═════ Data for this task

PR #2342, opened 2025-03-05
Avoid crashing the rollup watchmode build when glint hits a syntax error

### LINKED ISSUE #2341: [addon-dev@7.1.1] Syntax errors in watch mode crash glint, breaking hot-reloading in the test-app
When developing, it's quite common to accidentally save files with syntax errors, especially if you use some kind of autosaving mechanism. 

Currently, in a v2 typescript addon, this breaks the watch-mode of the addon build, which means that even when you fix the syntax error, your test-app no longer reloads.
This is frustrating, as you may not notice this happened, and are left wondering why your code changes don't seem to make it to the test-app.

Steps to reproduce:
- `npx ember-cli@latest addon repro -b @embroider/addon-blueprint --pnpm --typescript`
- `pnpm start`
- make a syntax error in the addon code
- notice the build breaks (as expected, of course)
- fix the syntax error
- notice the addon doesn't rebuild

I can provide a minimal repro repo if necessary, but I think I've already found the fix and am making a PR.

abeforgit:
As described in the issue, you don't want the build watching script to completely exit when it hits a syntax error. This means you have to restart `pnpm start` once you've fixed the error, which is annoying.

fixes #2341

### DIFF
--- a/packages/addon-dev/src/rollup-declarations.ts
+++ b/packages/addon-dev/src/rollup-declarations.ts
@@ -12,6 +12,7 @@ export default function rollupDeclarationsPlugin(declarationsDir: string) {
         await execa('glint', ['--declaration'], {
           stdio: 'inherit',
           preferLocal: true,
+          reject: false
         });
 
         await fixDeclarationsInMatchingFiles(declarationsDir);
--- a/packages/addon-dev/src/rollup-declarations.ts
+++ b/packages/addon-dev/src/rollup-declarations.ts
@@ -1,18 +1,21 @@
+import type { Plugin } from 'rollup';
 import execa from 'execa';
 import walkSync from 'walk-sync';
 import { readFile, writeFile } from 'fs/promises';
 
-export default function rollupDeclarationsPlugin(declarationsDir: string) {
+export default function rollupDeclarationsPlugin(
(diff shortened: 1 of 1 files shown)


NullVoxPopuli (dismissed):

packages/addon-dev/src/rollup-declarations.ts
```diff
@@ -1,17 +1,21 @@
...
-export default function rollupDeclarationsPlugin(declarationsDir: string) {
+export default function rollupDeclarationsPlugin(
+  declarationsDir: string
+): Plugin {
   let glintPromise: Promise<void>;
 
   return {
     name: 'glint-dts',
-    buildStart: () => {
+    buildStart() {
```
abeforgit, line 13: had to change this to method syntax to get access to `this`, unsure of the impact that might have. Other plugins seem to do this as well

NullVoxPopuli (approved):
Looks good. Will still fail normal builds which is what we want

Thank you!

abeforgit:
Don't immediately see why these tests would fail, let me know if there's anything I can do

NullVoxPopuli:
looks like it was just windows being flaky (I reran)

PR #2344, opened 2025-03-05
move most of the implementation of staticInvokables to core

mansona:
I didn't realise in #2210 what the implications of version drift would be splitting the deprecation and the default across two packages. This fixes that slight mess that I created 🙈 this effectively reverts the changes to `@embroider/compat` that provides any hint of the deprecation and handles it all in `@embroider/core`. This means that you won't get strange errors any more when you have a miss-match of versions 👍 

Edit: I moved all the cases where it would throw an error to core so they are now contained in one package but I still needed to accomidate the functionality in compat because of the implementation of `optionsWithDefaults()`. I also bumped the minimum peer version of compat->core so that should help with the version skew 👍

══════════

- [Activity]:
Report each line of the material above where the word "your" appears.

- [The completed task]:
Currently, in a v2 typescript addon, this breaks the watch-mode of the addon build, which means that even when you fix the syntax error, your test-app no longer reloads.
This is frustrating, as you may not notice this happened, and are left wondering why your code changes don't seem to make it to the test-app.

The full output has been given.